I still have several scattered around the house and they still work.
Well my current calculator is a Casio fx-85GT plus
I have a Casio fx-83GT plus...that like to play hide and seek, so I end up using either the Windows calculator or Excel.
I had a magnetic strip one too, but it plugged in, not battery, the old time red display. I don't recall the model. It may still be in a box somewhere... haven't seen it in 20 years or so. I remember the red-screen plug in type also would interfere with am radio, so you could make all kinds of sounds with it as each key seemed to have a distinct tone.
Sir Clive Sinclair...I guess he really knew his onions.
helios wrote:
What service does it use on it? BBS? IRC? I can't imagine it's able to do much else.
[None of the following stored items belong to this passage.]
Issue #55, opened 2020-09-04
run notebooks when building website


amueller:
Right now the checked-in version is just converted with nbconvert, we should add the ``execute`` flag.

bpkroth:
Working on this along with #35

bpkroth:
There's stub work for this in #61, but it currently has some errors that need to get resolved.

PR #107, opened 2020-09-26
2020/september/extending grpc tests

byte-sculptor:
All tests in TestBayesianOptimizer now test both a local optimizer and an optimizer created via gRPC. 

These tests ended up being pretty slow since we didn't have an API to register observations in bulk over gRPC. So I added that, along with a bunch of tracing to diagnose the problem and validate the improvement.

Remaining work:
- [x] Make sure that notebooks continue to work.
- [x] Linter


source/Mlos.Notebooks/SmartCacheOptimization.ipynb
```diff
@@ -18,7 +18,7 @@
   },
   {
    "cell_type": "code",
-   "execution_count": 1,
+   "execution_count": null,
```
bpkroth, line 21: @amueller to comment further, but I think we want to the output for this one for the webpages that get published.
At least until we can fix automatically rendering them during website generation.

source/Mlos.Proto/OptimizerService.proto
```diff
@@ -67,6 +71,14 @@ message RegisterObservationRequest
     Observation Observation = 2;
 };
 
+// A request to add a observations to the optimizer's data set.
+//
+message RegisterObservationsRequest
+{
+    OptimizerHandle OptimizerHandle = 1;
+    Observations Observations = 2;
```
bpkroth, line 79: I think we talked about this already at one point, but can you please remind me why we need the difference for a single Observation and and Observations instead of an array of Observation objects (e.g. using `repeated`)?

source/Mlos.Python/mlos/Optimizers/BayesianOptimizerFactory.py
```diff
@@ -24,12 +25,28 @@ class BayesianOptimizerFactory:
...
         self.logger = logger if logger is not None else create_logger("BayesianOptimizerFactory")
         self._grpc_channel = grpc_channel
-        self._optimizer_service_stub = OptimizerServiceStub(channel=self._grpc_channel)
+        self._optimizer_service_stub = None
+        if self._grpc_channel is not None:
+            self._optimizer_service_stub = OptimizerServiceStub(channel=self._grpc_channel)
 
-    def create_remote_optimizer(self, optimization_problem: OptimizationProblem, optimizer_config: Point = None) -> BayesianOptimizerProxy:
+
+    def create_local_optimizer(self, optimization_problem: OptimizationProblem, optimizer_config: Point = None) -> OptimizerBase:
```
bpkroth, line 36: Should the type returned by the BayesianOptimizerFactory be a BayesianOptimizer, or does that mess with the class hierarchy too much.

bpkroth:
Batch observation registration makes sense.
I think my main thought is that it would be nice if it didn't need a separate API and could just be the default (i.e. drop the singleton case if possible).  Might be future work though.

source/Mlos.Proto/OptimizerService.proto
```diff
@@ -34,6 +34,10 @@ service OptimizerService
     //
```
grlap, line 34: Could you add a simple Echo ?

grlap (approved):

source/Mlos.Proto/OptimizerService.proto
byte-sculptor: In short: column vs. row layout. Observations end up being a dictionary of lists, rather than a list of dictionaries and as a result are faster to (de)serialize, occupy less space and are more easily ingested by pandas.

source/Mlos.Python/mlos/Optimizers/BayesianOptimizerFactory.py
byte-sculptor: Yeah, that will work.

source/Mlos.Proto/OptimizerService.proto
byte-sculptor: Sure.

byte-sculptor:
> Batch observation registration makes sense.
> I think my main thought is that it would be nice if it didn't need a separate API and could just be the default (i.e. drop the singleton case if possible). Might be future work though.

Might be a good idea. However, right now I'm trying to minimize changes to gRPC until we have really good tests of the C# - Python interactions. Once we have them, we can move fast.

source/Mlos.Notebooks/SmartCacheOptimization.ipynb
byte-sculptor: OK, I'll re-render these.

byte-sculptor: We should have tests for this.

byte-sculptor: Added an issue: #111.

bpkroth: We also have #55 already

source/Mlos.Proto/OptimizerService.proto
bpkroth: Should probably add some comments to that effect.

PR #696, opened 2024-03-04
Typing tweaks

bpkroth:
Some type hint and alias tweaks for Tunables and a few others.

Split off from #690.

### DIFF
--- a/mlos_bench/mlos_bench/storage/util.py
+++ b/mlos_bench/mlos_bench/storage/util.py
@@ -10,7 +10,7 @@ from typing import Dict, Optional
 
 import pandas
 
-from mlos_bench.tunables.tunable import TunableValue
+from mlos_bench.tunables.tunable import TunableValue, TunableValueTypeTuple
 from mlos_bench.util import try_parse_val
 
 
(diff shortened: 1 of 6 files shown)


mlos_bench/mlos_bench/storage/util.py
```diff
@@ -32,7 +32,7 @@ def kv_df_to_dict(dataframe: pandas.DataFrame) -> Dict[str, Optional[TunableValu
     data = {}
     for _, row in dataframe.astype('O').iterrows():
         assert isinstance(row['parameter'], str)
-        assert row['value'] is None or isinstance(row['value'], (str, int, float))
+        assert isinstance(row['value'], TunableValueTypeTuple)
```
motus, line 35: Now when I look at it, I think we should throw an exception instead of using an `assert`. We should use the assertions for sanity checks of our own code; in this case, we check the validity of the external data (that can be produced by the user's script, i.e., not by our code)
```suggestion
        if not isinstance(row['value'], TunableValueTypeTuple):
            raise TypeError(f"Invalid column type: value:{type[row'value']}")
```

motus (approved):
Looks good! Left one small comment, but I'm ambivalent on this one

PR #697, opened 2024-03-04
Move config_space to base Optimizer property

bpkroth:
Also fix some missing conversion issues.

Split out from #690.


motus (approved):
Looks good!

PR #707, opened 2024-03-08
A function for a popular `None if value is None else func(value)` code pattern

motus:
basically, a poor man's Maybe monad


bpkroth (approved):
Nice!

PR #705, opened 2024-03-07
Conda Updates

bpkroth:
- Update the base image and make sure related dependencies are consistently from either pip or conda, but not both (follow on fixes to #699)
- Minor tweak to include the PATH in the local script exec environment variables
- Another fix to the CI issue in #703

I honestly don't know. I should probably ask him, but he's always on his PDA at lunch and we work on separate floors.

Yes, I said PDA. It's an Apple Newton, I think. Very old. I don't know how it still works.

Grey Wolf wrote:
so I end up using either the Windows calculator or Excel.

Shame on you ;) Buy an HP calculator, they don't play tricks.

Of course, I probably shouldn't be saying anything– I can hardly even use Excel.
People underestimate Excel, but other than it's clunky syntax it's actually quite capable. I often use it when I need to process some text where the amount of data is large enough that I don't want to do it by hand but not so large that writing a program specifically for it is worth it.